PR #133, opened 2022-04-14
add no-restricted-imports rule for workflows in samples to disallow importing node built-ins

### LINKED ISSUE #106: [Feature Request] Lint against Node imports only inside Workflow files

we should be able to use this: https://eslint.org/docs/rules/no-restricted-imports

however it should not be applied indiscriminately, only on workflow files

ideally to keep it lightweight, we just add a comment at the top of a workflow file to keep us honest.

### Additional context

https://twitter.com/ryanflorence/status/1499456892724137987?s=20&t=2MMXl5duaDr4OiIw2U2W9A

vkarpov15:
Fix #106

## What was changed

Add [ESLint no-restricted-imports](https://eslint.org/docs/rules/no-restricted-imports) rule on all the modules listed here: https://github.com/temporalio/sdk-typescript/blob/0310ad6e44ea49220e3ac14fa90c3e8c78ec3647/packages/worker/src/workflow/bundler.ts#L11

## Why?

Importing these modules can lead to hard-to-grok runtime errors, like:

```
  2022-04-14T18:02:11.115953Z  WARN temporal_sdk_core::worker: Failing workflow activation, run_id: "9ba88cd5-777c-44ee-ab9c-2aef323e0901", failure: Failure { failure: Some(Failure { message: "util_1.default.inspect is not a function", source: "TypeScriptSDK", stack_trace: "TypeError: util_1.default.inspect is not a function\n    at example (webpack-internal:///./src/workflows.ts:15:39)", cause: None, failure_info: None }) }
```

I think it is worthwhile to disallow these in the default lint config. 

Ideally, I'd like to export [this list](https://github.com/temporalio/sdk-typescript/blob/0310ad6e44ea49220e3ac14fa90c3e8c78ec3647/packages/worker/src/workflow/bundler.ts#L11) from the TypeScript SDK and use that. What do you think @lorensr?

## Checklist

1. Closes 

2. How was this tested:

3. Any docs updates needed?


lorensr (approved):
Looks good! Yes, I'll export from SDK

image

cretz:
Can we not share any of these files/configs? Must every sample have over a half dozen copy/pasted metadata files?

vkarpov15:
@cretz we do share these files as best we can: there's a copy-shared-files script that copies this file from `.scripts` to every sample. The reason why we structured the samples repo this way is to keep each sample isolated from the others, so developers can easily copy a full sample into a separate git repo and start working without untangling cross-sample dependencies.

cretz:
@vkarpov15 - makes sense. In the samples for every other SDK (Go, Java, PHP, Python), we accept that samples are not standalone, they are meant to be viewed as sample code, and we treat it as one large project accepting that dependencies are shared across them even if only one may use the dependency. We haven't really had a requirement that users be expected to copy a full sample into a separate git repo. But it's no big deal if we keep that requirement for this SDK.

lorensr:
The TS project initializer CLI also copies the subdirectory into a new git
repo

lorensr:
Let's use this method: 

https://github.com/temporalio/sdk-typescript/pull/591#issuecomment-1101930061

and also disallow the prefixed versions, like `node:fs`.

vkarpov15:
@lorensr take a look at my latest change. I got rid of the hard-coded list in favor of `builtinModules`, and added a check for the `node:` prefix. Also added a hardcoded list of ok built-in modules, currently just `assert`

lorensr (approved):

PR #137, opened 2022-04-28
Add codec server to encryption sample

bergundy:


encryption/src/codec-server.ts
```diff
@@ -0,0 +1,91 @@
...
+  metadata?: Record<string, string> | null;
+  data?: string | null;
+}
+
+interface Body {
+  payloads: JSONPayload[];
+}
+
+/**
+ * Helper function to converta valid proto JSON to a payload object.
```
robholland, line 18:
```suggestion
 * Helper function to convert a valid proto JSON to a payload object.
```

encryption/src/codec-server.ts
```diff
@@ -0,0 +1,91 @@
...
+async function main(port = 8888) {
+  const converter = await EncryptionCodec.create('test-key-id');
+
+  const app = express();
+  app.use(cors({ origin: 'http://localhost:8088', allowedHeaders: ['x-namespace', 'content-type'] }));
+  app.use(express.json());
+
+  app.post('/decode', async (req, res) => {
+    try {
+      const { payloads: raw } = req.body as Body;
```
robholland, line 56: I think it may be safer to use `IPayloads` here rather than rely implicitly on it's serialisation.

encryption/src/codec-server.ts
```diff
@@ -0,0 +1,91 @@
...
+      metadata &&
+      Object.fromEntries(
+        Object.entries(metadata).map(([k, v]): [string, string] => [k, Buffer.from(v).toString('base64')])
+      ),
+    data: data ? Buffer.from(data).toString('base64') : undefined,
+  };
+}
+
+async function main(port = 8888) {
+  const converter = await EncryptionCodec.create('test-key-id');
```
robholland, line 48:
```suggestion
  const codec = await EncryptionCodec.create('test-key-id');
```

robholland: I think it's best to try and avoid confusion between codec and converter.

bergundy: Agree, I missed this, probably copied from some other file.

encryption/src/codec-server.ts
bergundy: Not sure what you mean?
This version of `@temporalio/proto` doesn't support proto JSON serialization so I had to hack it.
We will support it in the next release though.

robholland: I mean that the API is defined in terms of Payloads, not Payload.

robholland (approved):
Looks good to me.

encryption/src/codec-server.ts
bergundy: Sure, I guess i just named it `Body` here and technically we only care about the `Payload[]`, that's what the codec handles.

bergundy:
Thanks @robholland

bergundy:
@robholland we should add oauth integration here too, want to take this on or guide me or @lorensr?

robholland:
I can take a stab at it.

robholland:
Fixes #137

PR #141, opened 2022-05-07
Use json/plain for EJSON sample

lorensr:


ejson/src/ejson-payload-converter.ts
```diff
@@ -33,7 +34,8 @@ export class EjsonPayloadConverter implements PayloadConverterWithEncoding {
 
     return {
       metadata: {
-        [METADATA_ENCODING_KEY]: u8('ejson/plain'),
+        [METADATA_ENCODING_KEY]: u8('json/plain'),
+        format: u8('extended'),
```
lorensr, line 38: In case user wants to create their own Composite converter that can differentiate between EJSON and JSON

bergundy: Let’s explain this in code and add an explanation in the readme of how to migrate from default converter

vkarpov15 (approved):

bergundy (approved):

──────────

▶ **Your objective**: An exact reproduction of the listing is needed.

▶ **Output of the exercise**:
PR #133, opened 2022-04-14
add no-restricted-imports rule for workflows in samples to disallow importing node built-ins

### LINKED ISSUE #106: [Feature Request] Lint against Node imports only inside Workflow files

we should be able to use this: https://eslint.org/docs/rules/no-restricted-imports

however it should not be applied indiscriminately, only on workflow files

ideally to keep it lightweight, we just add a comment at the top of a workflow file to keep us honest.

### Additional context

https://twitter.com/ryanflorence/status/1499456892724137987?s=20&t=2MMXl5duaDr4OiIw2U2W9A

vkarpov15:
Fix #106

## What was changed

Add [ESLint no-restricted-imports](https://eslint.org/docs/rules/no-restricted-imports) rule on all the modules listed here: https://github.com/temporalio/sdk-typescript/blob/0310ad6e44ea49220e3ac14fa90c3e8c78ec3647/packages/worker/src/workflow/bundler.ts#L11

## Why?

Importing these modules can lead to hard-to-grok runtime errors, like:

```
  2022-04-14T18:02:11.115953Z  WARN temporal_sdk_core::worker: Failing workflow activation, run_id: "9ba88cd5-777c-44ee-ab9c-2aef323e0901", failure: Failure { failure: Some(Failure { message: "util_1.default.inspect is not a function", source: "TypeScriptSDK", stack_trace: "TypeError: util_1.default.inspect is not a function\n    at example (webpack-internal:///./src/workflows.ts:15:39)", cause: None, failure_info: None }) }
```

I think it is worthwhile to disallow these in the default lint config. 

Ideally, I'd like to export [this list](https://github.com/temporalio/sdk-typescript/blob/0310ad6e44ea49220e3ac14fa90c3e8c78ec3647/packages/worker/src/workflow/bundler.ts#L11) from the TypeScript SDK and use that. What do you think @lorensr?

## Checklist

1. Closes 

2. How was this tested:

3. Any docs updates needed?


lorensr (approved):
Looks good! Yes, I'll export from SDK

image

cretz:
Can we not share any of these files/configs? Must every sample have over a half dozen copy/pasted metadata files?

vkarpov15:
@cretz we do share these files as best we can: there's a copy-shared-files script that copies this file from `.scripts` to every sample. The reason why we structured the samples repo this way is to keep each sample isolated from the others, so developers can easily copy a full sample into a separate git repo and start working without untangling cross-sample dependencies.

cretz:
@vkarpov15 - makes sense. In the samples for every other SDK (Go, Java, PHP, Python), we accept that samples are not standalone, they are meant to be viewed as sample code, and we treat it as one large project accepting that dependencies are shared across them even if only one may use the dependency. We haven't really had a requirement that users be expected to copy a full sample into a separate git repo. But it's no big deal if we keep that requirement for this SDK.

lorensr:
The TS project initializer CLI also copies the subdirectory into a new git
repo

lorensr:
Let's use this method: 

https://github.com/temporalio/sdk-typescript/pull/591#issuecomment-1101930061

and also disallow the prefixed versions, like `node:fs`.

vkarpov15:
@lorensr take a look at my latest change. I got rid of the hard-coded list in favor of `builtinModules`, and added a check for the `node:` prefix. Also added a hardcoded list of ok built-in modules, currently just `assert`

lorensr (approved):

PR #137, opened 2022-04-28
Add codec server to encryption sample

bergundy:


encryption/src/codec-server.ts
```diff
@@ -0,0 +1,91 @@
...
+  metadata?: Record<string, string> | null;
+  data?: string | null;
+}
+
+interface Body {
+  payloads: JSONPayload[];
+}
+
+/**
+ * Helper function to converta valid proto JSON to a payload object.
```
robholland, line 18:
```suggestion
 * Helper function to convert a valid proto JSON to a payload object.
```

encryption/src/codec-server.ts
```diff
@@ -0,0 +1,91 @@
...
+async function main(port = 8888) {
+  const converter = await EncryptionCodec.create('test-key-id');
+
+  const app = express();
+  app.use(cors({ origin: 'http://localhost:8088', allowedHeaders: ['x-namespace', 'content-type'] }));
+  app.use(express.json());
+
+  app.post('/decode', async (req, res) => {
+    try {
+      const { payloads: raw } = req.body as Body;
```
robholland, line 56: I think it may be safer to use `IPayloads` here rather than rely implicitly on it's serialisation.

encryption/src/codec-server.ts
```diff
@@ -0,0 +1,91 @@
...
+      metadata &&
+      Object.fromEntries(
+        Object.entries(metadata).map(([k, v]): [string, string] => [k, Buffer.from(v).toString('base64')])
+      ),
+    data: data ? Buffer.from(data).toString('base64') : undefined,
+  };
+}
+
+async function main(port = 8888) {
+  const converter = await EncryptionCodec.create('test-key-id');
```
robholland, line 48:
```suggestion
  const codec = await EncryptionCodec.create('test-key-id');
```

robholland: I think it's best to try and avoid confusion between codec and converter.

bergundy: Agree, I missed this, probably copied from some other file.

encryption/src/codec-server.ts
bergundy: Not sure what you mean?
This version of `@temporalio/proto` doesn't support proto JSON serialization so I had to hack it.
We will support it in the next release though.

robholland: I mean that the API is defined in terms of Payloads, not Payload.

robholland (approved):
Looks good to me.

encryption/src/codec-server.ts
bergundy: Sure, I guess i just named it `Body` here and technically we only care about the `Payload[]`, that's what the codec handles.

bergundy:
Thanks @robholland

bergundy:
@robholland we should add oauth integration here too, want to take this on or guide me or @lorensr?

robholland:
I can take a stab at it.

robholland:
Fixes #137

PR #141, opened 2022-05-07
Use json/plain for EJSON sample

lorensr:


ejson/src/ejson-payload-converter.ts
```diff
@@ -33,7 +34,8 @@ export class EjsonPayloadConverter implements PayloadConverterWithEncoding {
 
     return {
       metadata: {
-        [METADATA_ENCODING_KEY]: u8('ejson/plain'),
+        [METADATA_ENCODING_KEY]: u8('json/plain'),
+        format: u8('extended'),
```
lorensr, line 38: In case user wants to create their own Composite converter that can differentiate between EJSON and JSON

bergundy: Let’s explain this in code and add an explanation in the readme of how to migrate from default converter

vkarpov15 (approved):

bergundy (approved):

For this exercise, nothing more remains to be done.